Doing research now, under Java/JRuby your best choice is to use Runtime.exec() (pre 1.5) or java.lang.ProcessBuilder .
I usually use the "redirect stderr to /dev/null" trick when I do this sort of work, but sometimes I need the stderr output so I can get the program version number, or error message about why something failed.
The moral of my story is, don't trust user input, especially when passed to the command line.
Andrew, you raise some very important security issues. The risk is that Ruby code using Command Expansion could be coaxed into executing arbitrary system commands, rather than just generating an error.
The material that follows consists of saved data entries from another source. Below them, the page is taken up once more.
PR #20494, opened 2026-01-28
fix: Separate internal ignore settings from user ignore settings in restore

piyushk6130:
Description

This PR fixes an issue where internal ignore settings were being blocked by user-unremovable settings protection during snapshot restore operations.

Problem

When restoring snapshots across clusters (e.g., from a remote-store enabled cluster to a non-remote-store cluster), internal settings like index.remote_store.* need to be filtered out. However, the current implementation combines internal ignore settings with user ignore settings, causing internal settings to be blocked by the USER_UNREMOVABLE_SETTINGS protection check.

A regex cleanup like this might work:
Single-quoting alone would ensure that the only substitutions that could occur are \\ -> \ and \' -> ', the latter of which causes an error.
Your point is well taken - any use of this approach on foreign data should carefully consider all of the security implications.
Yes, whitelisting like that should work for this case, in the manner you have there. There's still a worry in my head if someone submits a multi-structure SD file, since cInChI-1 will convert all structures you give it. Your filter removes the "> <" key/value data fields from the SD file, and I don't know if that will confuse the inchi reader.
I don't like being worried like this, so I do my best to avoid passing user input in on the command line.